Top of RECORDS SHOWN

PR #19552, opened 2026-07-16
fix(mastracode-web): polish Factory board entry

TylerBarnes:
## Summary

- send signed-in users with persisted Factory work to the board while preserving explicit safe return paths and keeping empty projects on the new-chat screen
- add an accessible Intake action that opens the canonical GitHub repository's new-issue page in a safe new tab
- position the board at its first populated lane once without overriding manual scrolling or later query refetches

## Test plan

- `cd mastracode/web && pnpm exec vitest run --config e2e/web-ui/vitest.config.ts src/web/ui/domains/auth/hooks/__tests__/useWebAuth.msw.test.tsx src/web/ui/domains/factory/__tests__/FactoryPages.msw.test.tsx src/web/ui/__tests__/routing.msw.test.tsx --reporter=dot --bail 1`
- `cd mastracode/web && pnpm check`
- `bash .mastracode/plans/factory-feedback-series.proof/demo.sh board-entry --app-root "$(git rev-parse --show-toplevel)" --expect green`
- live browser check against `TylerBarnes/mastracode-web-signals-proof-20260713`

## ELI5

Bottom of RECORDS SHOWN

• [WORK TASK]:
Please reproduce exactly the lines above, beginning with the first and ending with the line that contains "## Test plan", and include nothing outside that range.

• [SOLUTION TO THE EXERCISE]:
PR #19552, opened 2026-07-16
fix(mastracode-web): polish Factory board entry

TylerBarnes:
## Summary

- send signed-in users with persisted Factory work to the board while preserving explicit safe return paths and keeping empty projects on the new-chat screen
- add an accessible Intake action that opens the canonical GitHub repository's new-issue page in a safe new tab
- position the board at its first populated lane once without overriding manual scrolling or later query refetches

## Test plan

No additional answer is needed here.